None the less, it is with this omnipresent and omnicorporeal monarch that the artist makes sport, depriving death of terrors with the opiates of religion; and maiming death of potency likewise, so long as the artist eludes destruction and survives in his art. To that attenuated, grotesque and defamatory survival I shall by and by come back: meanwhile I must protest, even here, that in this third struggle is no least beckoning chance of victory.
For, before common-sense or piety man figures, as I have said, in the rôle of Frankenstein; he is as Dom Manuel before the vivified image of Sesphra; and he combats, without much hope, his own terrible creation: but here, the opponent seems far more likely to have created him, however accidentally. By the fanciful may mankind, thus, be viewed as an unpremeditated by-product, as some serious task's débris, which for the moment rather clutters this corner of death's workroom.
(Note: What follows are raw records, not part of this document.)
PR #986, opened 2021-07-14
add `search_dirs` to split_keywords table

### LINKED ISSUE #985: `search_dirs` option isn't parsed as a table
### Description
Running `:Telescope find_files search_dirs=~` throws an error because it fails to parse `search_dirs` as a table

**Expected Behavior**
`search_dirs` should be parsed correctly

**Actual Behavior**
The command above throws the following error:

```
E5108: Error executing lua ...ker/start/telescope.nvim/lua/telescope/builtin/files.lua:142: bad argument #1 to 'pairs' (table expected, got string)
```

jonathannerat:
Closes #985.

I might need some feedback on if this is the correctly way to deal with a new split keyword since we also have `command.register_keyword` but it isn't being used anywhere. Maybe it's for extensions only and since `search_dirs` is for builtins, it should be in the `split_keywords` table?

### DIFF
--- a/lua/telescope/command.lua
+++ b/lua/telescope/command.lua
@@ -123,7 +123,8 @@ end
 local split_keywords = {
   ['find_command'] = true,
   ['vimgrep_arguments'] = true,
-  ['sections'] = true
+  ['sections'] = true,
+  ['search_dirs'] = true
 }
 
 function command.register_keyword(keyword)


Conni2461 (approved):
LGTM thanks :)

`register_keyword` was only meant for extensions but we never documented it :laughing:

PR #992, opened 2021-07-14
chore: changelog for 473

Conni2461:
CC @clason

### DIFF
--- a/lua/telescope/utils.lua
+++ b/lua/telescope/utils.lua
@@ -1,7 +1,7 @@
 local has_devicons, devicons = pcall(require, 'nvim-web-devicons')
 
 local Path = require('plenary.path')
-local Job     = require('plenary.job')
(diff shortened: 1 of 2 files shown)


lua/telescope/utils.lua
```diff
@@ -251,6 +251,10 @@ utils.diagnostics_to_tbl = function(opts)
   return items
 end
 
+utils.path_shorten = function(file)
```
Conni2461, line 254: We should have kept this as shorthand, but make it work for the new interface

clason: That's probably the biggest one, yes.

clason:
Yes, that is very helpful, thank you!

clason:
What about `path_tail`?

Conni2461:
`path_tail` was always in utils.

PR #993, opened 2021-07-14
fix: set filetype of preview buffer

tdfirth:
# What does this PR address?

When opening telescope with a preview buffer, I get an `unknown filetype` error message. When opening telescope without the preview buffer showing (for example on a narrow window), I do not get such an error message.

# How does the PR fix this?

I have simply added one line in the buffer preview code to set the filetype of the preview buffer based on the filetype that was detected by plenary. This resolves the issue for me.

I'm not familiar with the code base (or writing vim plugins in general) so do let me know if there's a better way to accomplish this.

### DIFF
--- a/lua/telescope/previewers/buffer_previewer.lua
+++ b/lua/telescope/previewers/buffer_previewer.lua
@@ -116,6 +116,8 @@ previewers.file_maker = function(filepath, bufnr, opts)
       end
     end
   end
+
+  pcall(vim.api.nvim_buf_set_option, bufnr, 'filetype', ft)
 end
 
 previewers.new_buffer_previewer = function(opts)


l-kershaw:
Hi! Thanks for writing a PR to fix your bug 🙂 

We normally recommend opening an issue for bugs first. This would then prompt you to give information about how to reproduce your error with a minimal vimrc and to provide more info about your configuration/general setup. This gives the maintainers more information about your bug, and makes it easier for us to figure out what is causing it.

Would you be able to open an issue for this and fill out the template? Then we can see if your changes fix the root cause of the issue or just prevent a symptom of a deeper problem.
Thanks 🙂

Conni2461:
This is not a bug. We are deliberately not doing this. Doing `setf` will run some autocmds which makes things slower. Sorry this is an issue with your setup. As @l-kershaw said please open an issue and we can help you figure out whats wrong :) I tried your vimrc (added telescope) when you submitted the PR yesterday and couldn't reproduce it. Now its lua based so its no longer that easy for me to try. So please try and issue :)

matu3ba:
@tdfirth This is a (to me at least) known issue: https://github.com/nanotee/nvim-lua-guide/issues/69.
And in neovim core: https://github.com/neovim/neovim/issues/14774#issuecomment-868461116

I suspect this requires figuring out the complete vim and lua settings load order of neovim.

PR #994, opened 2021-07-14
fix: prevent error if preview scroll is triggered but no preview is available

abecodes:
In some pickers there is no preview buffer available (e.g. symbols). Pressing <C-d> or <C-u> then results in an error.
Adding a check to make sure a previewer is available and it can scroll to prevent the throwing of an error.

### DIFF
--- a/lua/telescope/actions/set.lua
+++ b/lua/telescope/actions/set.lua
@@ -155,7 +155,6 @@ action_set.scroll_previewer = function (prompt_bufnr, direction)
     return
   end
 
-
   local status = state.get_status(prompt_bufnr)
   local default_speed = vim.api.nvim_win_get_height(status.preview_win) / 2
   local speed = status.picker.layout_config.scroll_speed or default_speed
--- a/lua/telescope/actions/set.lua
+++ b/lua/telescope/actions/set.lua
@@ -148,11 +148,19 @@ end
 ---@param direction number: The direction of the scrolling
 --      Valid directions include: "1", "-1"
 action_set.scroll_previewer = function (prompt_bufnr, direction)
+  local picker = action_state.get_current_picker(prompt_bufnr)
+
+  -- Check if we actually have a previewer
+  if (type(picker['previewer']) ~= "table" or picker.previewer['scroll_fn'] == nil) then
+    return
+  end
+
+
   local status = state.get_status(prompt_bufnr)
   local default_speed = vim.api.nvim_win_get_height(status.preview_win) / 2
   local speed = status.picker.layout_config.scroll_speed or default_speed
 
-  action_state.get_current_picker(prompt_bufnr).previewer:scroll_fn(math.floor(speed * direction))
+  picker.previewer:scroll_fn(math.floor(speed * direction))
 end
 
 -- ==================================================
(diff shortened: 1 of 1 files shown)


lua/telescope/actions/set.lua
```diff
@@ -148,11 +148,19 @@ end
 ---@param direction number: The direction of the scrolling
 --      Valid directions include: "1", "-1"
 action_set.scroll_previewer = function (prompt_bufnr, direction)
+  local picker = action_state.get_current_picker(prompt_bufnr)
```
Conni2461, line 151: Hmm i think i prefer `local previewer = action_state.get_current_picker(prompt_bufnr)` makes the things later a little bit more clear.

Otherwise LGTM thanks :)

lua/telescope/actions/set.lua
```diff
@@ -148,11 +148,19 @@ end
...
+
+  -- Check if we actually have a previewer
+  if (type(picker['previewer']) ~= "table" or picker.previewer['scroll_fn'] == nil) then
+    return
+  end
+
+
```
Conni2461, line 158: Not two empty lines here :)

lua/telescope/actions/set.lua
```diff
@@ -148,11 +148,19 @@ end
 ---@param direction number: The direction of the scrolling
 --      Valid directions include: "1", "-1"
 action_set.scroll_previewer = function (prompt_bufnr, direction)
+  local picker = action_state.get_current_picker(prompt_bufnr)
+
+  -- Check if we actually have a previewer
+  if (type(picker['previewer']) ~= "table" or picker.previewer['scroll_fn'] == nil) then
```
tjdevries, line 154: can you do `picker.previewer` and `picker.previewer.scroll_fn`

lua/telescope/actions/set.lua
abecodes: Good catch; )

lua/telescope/actions/set.lua
abecodes: Got your point, but previewer.previewer looks strange. I went with current_picker.

lua/telescope/actions/set.lua
abecodes: Done. Still new to lua ;)

lua/telescope/actions/set.lua
Conni2461: Oh sorry i meant to only get the previewer because we never use the current picker.
`local previewer = action_state.get_current_picker(prompt_bufnr).previewer`

Conni2461: But tbh its fine like this as well

Conni2461:
Thanks

lua/telescope/actions/set.lua
abecodes: That makes great sense, should have seen that when I was writing `previewer.previewer`.
Thanks a lot.

Conni2461: no worries, is was kinda my bad :laughing:

Conni2461:
LGTM Thank you for fixing this :)

PR #999, opened 2021-07-15
feat: add git reset action for git commits picker

joelpalmer:
**Adding a [git reset](https://git-scm.com/docs/git-reset) action and making it available in the `git_commits` picker.** 

This PR:
- Adds a `git_reset` action
- Adds the above action to the `git_commits` picker
- Maps `<c-r>` to call the action in either normal or insert mode

Like similar actions, the `git_reset` action has a confirmation along with handling of the error and success cases and their messages. The default for git reset is [--mixed](https://git-scm.com/docs/git-reset#Documentation/git-reset.txt---mixed). That behavior is continued here. If this PR is accepted, I'd like to follow-up with [--soft](https://git-scm.com/docs/git-reset#Documentation/git-reset.txt---soft) and [--hard](https://git-scm.com/docs/git-reset#Documentation/git-reset.txt---hard) options in a future PR. I personally have my local version hardcoded to `--hard`. But, that would probably surprise and upset many users if it were the default. Git's default is safe and friendly. 😄 

The reason for adding the new action to the `git_commits` picker is because it's Telescope's `git log` picker. It is convenient, intuitive and awesome to `reset` to the selected commit. I've been using it locally for a while and it saves me from having to copy/paste the SHA or count backwards from `HEAD`.  Who has time for all that? Telescope to the rescue as usual. 🔭

### DIFF
--- a/README.md
+++ b/README.md
@@ -468,7 +468,7 @@ document symbols not recognized as methods by treesitter.
 
 | Functions                           | Description                                                                                                |
 |-------------------------------------|------------------------------------------------------------------------------------------------------------|
-| `builtin.git_commits`               | Lists git commits with diff preview and checks them out on `<cr>`                                          |
+| `builtin.git_commits`               | Lists git commits with diff preview, checkout action `<cr>`, reset mixed `<C-r>m`, reset soft `<C-r>s` and reset hard `<C-r>h` |
 | `builtin.git_bcommits`              | Lists buffer's git commits with diff preview and checks them out on `<cr>`                                 |
 | `builtin.git_branches`              | Lists all branches with log preview, checkout action `<cr>`, track action `<C-t>` and rebase action`<C-r>` |
 | `builtin.git_status`                | Lists current changes per file with diff preview and add action. (Multi-selection still WIP)               |
--- a/lua/telescope/actions/init.lua
+++ b/lua/telescope/actions/init.lua
@@ -542,6 +542,28 @@ actions.git_rebase_branch = function(prompt_bufnr)
   end
 end
 
+--- Reset to selected git commit
+---@param prompt_bufnr number: The prompt bufnr
+actions.git_reset_branch = function(prompt_bufnr)
+  local cwd = action_state.get_current_picker(prompt_bufnr).cwd
+  local selection = action_state.get_selected_entry()
+
+  local confirmation = vim.fn.input('Do you really wanna reset to commit ' .. selection.value .. '? [Y/n] ')
+  if confirmation ~= '' and string.lower(confirmation) ~= 'y' then return end
+
+  actions.close(prompt_bufnr)
+  local _, ret, stderr = utils.get_os_command_output({ 'git', 'reset', selection.value }, cwd)
+  if ret == 0 then
+    print("Reset to: " .. selection.value)
+  else
+    print(string.format(
+      'Error when resetting to: %s. Git returned: "%s"',
+      selection.value,
+      table.concat(stderr, '  ')
+    ))
+  end
+end
+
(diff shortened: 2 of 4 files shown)


Conni2461 (approved):
LGTM can we get some docs for the key mappings here https://github.com/nvim-telescope/telescope.nvim/blob/138697980b68ce7d4f0661c752691ffe5dbb72b0/lua/telescope/builtin/init.lua#L143-L148

Similar to `git_branches`

Conni2461:
Also i am interested, how do you wanna do configuring of `--soft` / `--hard` with opts? So `require('telescope.builtin').git_commits({ reset = "hard" })`? Just curious right now because i cant think of a better idea

joelpalmer:
> LGTM can we get some docs for the key mappings here

Absolutely! Pushed. 

> Also i am interested, how do you wanna do configuring of `--soft` / `--hard` with opts? So `require('telescope.builtin').git_commits({ reset = "hard" })`? Just curious right now because i cant think of a better idea

That's a good idea for it. I was still thinking about it. 😄  

Thank you @Conni2461!

tjdevries:
I don't see any reason not to allow for not allowing to do `actions.git_reset_soft`, `actions.git_reset_mixed`, `actions.git_reset_hard` and just having them all share the same implementation except for the argument sent to git.

joelpalmer:
Sweet. I like it. I'll update this accordingly.

joelpalmer:
Updated per [the above comment](https://github.com/nvim-telescope/telescope.nvim/pull/999#issuecomment-881802351) from @tjdevries. 

This PR now has these actions (_which share implementation_) available in the `git_commits` picker: 
- `actions.git_reset_soft `
- `actions.git_reset_mixed` 
- `actions.git_reset_hard` 

Keymaps:
- `<C-r>m`: resets current branch to selected commit using _mixed_ mode
- `<C-r>s`: resets current branch to selected commit using _soft_ mode
- `<C-r>h`: resets current branch to selected commit using _hard_ mode

Docs have been updated to reflect these updates. 😃

l-kershaw:
I'm not sure what @tjdevries and @Conni2461 would prefer, but to me it seems like a better user experience to just have `<C-r>` mapped to mixed reset by default and no mappings for the other reset modes. We would then mention in the docs (though I'm not sure where is the best place for this) that this can be remapped to another mode, or removed to implement multiple keymappings in the users preferred way.

This then doesn't overcomplicate things for new users, but allows "power users" to easily configure things how they want. Although it is then very important to have it be easily discoverable in the documentation that this is something that they can configure.

joelpalmer:
>it seems like a better user experience to just have <C-r> mapped to mixed reset by default and no mappings for the other reset modes

Thanks for the feedback @l-kershaw! Either way works for me. As you mentioned or having all modes mapped.

> We would then mention in the docs (though I'm not sure where is the best place for this) that this can be remapped to another mode, or removed to implement multiple keymappings in the users preferred way.
> 
> This then doesn't overcomplicate things for new users, but allows "power users" to easily configure things how they want. Although it is then very important to have it be easily discoverable in the documentation that this is something that they can configure.

For now, to be "easily discoverable", I've added documentation for the mappings to the **Git Pickers** → `git_commits` [section of the README](https://github.com/joelpalmer/telescope.nvim/tree/add-reset-to-commits#git-pickers). The actions have documentation and also being mentioned in the README will aid in discoverability. This way, if we go with just  defaulting `<C-r>` to _mixed_, then we can at least leave a mention of the other available actions in that **Description** section of the README.

tami5:
LGTM, Thanks @joelpalmer.

joelpalmer:
Thank you @tami5!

Others will play with the notion—which, as I remember, Felix Kennaston once suggested,—of life's having somehow got into the material universe as a small, alien, unwelcome interloper; and will suspect this is the reason that death appears to come upon us and our labors frowningly, as the vexed housewife comes toward the unloved weavings of the spider, just seen.
But, in either case, the poets are sonorously agreed that never while time lasts can man's existence really matter; for time, they say, is death's broom.